I am currently building a LSTM model to predict only the daily Open price of a stock.

Is there a difference in the prediction of the Opening price if I include other parallel series (High, Low, Close, technical indicators etc) using a Multiple Parallel Series Model compared to using a univariate LSTM only on Open prices?

In other words, a Multiple Parallel Series LSTM with N series, just runs N different univariate LSTMs?

Thank you in advance!

The code for Multiple Parallel Series LSTM is from this tutorial: https://machinelearningmastery.com/how-to-develop-lstm-models-for-time-series-forecasting/

Since you are predicting and can't take into account real world impacts like legal wins and losses along with market sentiment all these are fairly compared to junk science. I'd google a bit more and not put money down on such predictions. That said, there are those that hype and sell these stock market apps to help you pick the winners or if you are out to short a stock, the losers.

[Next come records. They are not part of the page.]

PR #2393, opened 2025-01-22
[WEB-4176] - Attempt to Fix the Redocly Nav for the Control APi page

aralovelace:
## Description

A PR description indicating the purpose of the PR.

WEB-4176

## Review

Instructions on how to review the PR. 

* [Page to review](link)

PR #2452, opened 2025-02-26
[WEB-4211] Set layout options at build time, reduce and reexpress layout options

jamiehenson:
Tackles issues with the control api where we get `removeChild` JS errors.
Screenshot 2025-02-27 at 12 54 53

This involves a few things:
- restructures the means of setting the layout options so that it is done at build time instead of via a hook on component mount. This is a general improvement as well as a fix for this particular issue
- since the control API page (or more specifically, Redoc) seems to have a big issue with `useEffect` usage alongside it, language detection and setting has been moved into the base template itself, which is the only page that needs it, sparing the control api template the need to have this logic there as well. Ideally we get rid of this DOM-based language detection as well as part of the MDX work
- re-expresses the layout options to be opt-in instead of opt-out. Since we set them everywhere, it's better to render layout components when we have a positive sentiment (i.e. show sidebar if sidebar is true) versus a negative one (show sidebar if hideSidebar isn't true). No change in functionality, just a logical change.

Review link: https://ably-docs-fix-control-a-qu6lgg.herokuapp.com/


jamiehenson:
@aralovelace since this was on your plate initially, did you have a ticket for this, to attach this to?

kennethkalmer:
@jamiehenson this might negate #2393 🤞

jamiehenson:
@kennethkalmer what's wrong with it? I can't really tell from that PR or the linked ticket what the problem is. It's janky and has basically no responsiveness but it _does_ seem operational

kennethkalmer:
> @kennethkalmer what's wrong with it? I can't really tell from that PR or the linked ticket what the problem is. It's janky and has basically no responsiveness but it _does_ seem operational

@jamiehenson there is an issue with redocly, and this existed before you merged the new navigation, where it does this (look at the account section)

https://github.com/user-attachments/assets/d5dfea0e-f481-4401-b875-8022e626672c

kennethkalmer (approved):
Nice! I like how you reexpressed the layout props as well ➕

jamiehenson:
> there is an issue with redocly, and this existed before you merged the new navigation, where it does this (look at the account section)

@kennethkalmer barf. It seems to open the menu above the click, which renders the top and bottom ones inoperable. I don't think it's to do with the layout, fixed or otherwise. Since it's a closed book there's not much we can do inside, the best I can think of off the top of my head is to have a script that runs on top that, when you click a menu item, overrides the functionality of redoc and sets the `display` property on the correct `ul` element.

Today is a bit of a write-off in terms of sprint work so I can try that after this whilst the topic is still fresh.

Issue #2450, opened 2025-02-26
Change request for: /docs/push/configure/device


korarit:
**Page name**: Devices
  **URL**: [/docs/push/configure/device](https://ably.com/docs//docs/push/configure/device)
  Language: **Java

  **Requested change or enhancement**:

[Activate via server](https://ably.com/docs/push/configure/device?lang=java#server) example in java is not java code is kotlin 

![Image](https://github.com/user-attachments/assets/abfa8b2f-5a4d-4b31-a388-8a92466c4c10)

GregHolmes:
Hi @korarit,

Thank you for flagging this issue with the documentation. I've just released an update, which does indeed render Java and not Kotlin in the Java example for server side activation for push notification.

PR #2454, opened 2025-02-27
[EDU-1836] - Updated java example of server side activation for push

GregHolmes:
The server side activation for Android push was actually Kotlin and not Java: https://github.com/ably/docs/issues/2450

This update adds the Java equivalent.


ttypic (approved):
LGTM

PR #2461, opened 2025-03-02
Update Message object attributes

mattheworiordan:
Previous description for idempotency was confusing. You don't update a message with an ID, you provide an ID before publishing. We also did not link to any idempotent docs.


m-hulbert (approved):
LGTM, thank you!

What has worked for me over the years are companies with a story. Microsoft, Cisco, Red Hat, Amazon, Apple were good bets I took. Today it's Tesla but your MPS LSTM won't get this one right as this one is the story of bears and competing industries. Old industries are going out of their way to maintain the status quo with FUD along with legal wranglings to stifle and slow the change.

If you are looking for this to predict the market, it's far too short of the mark.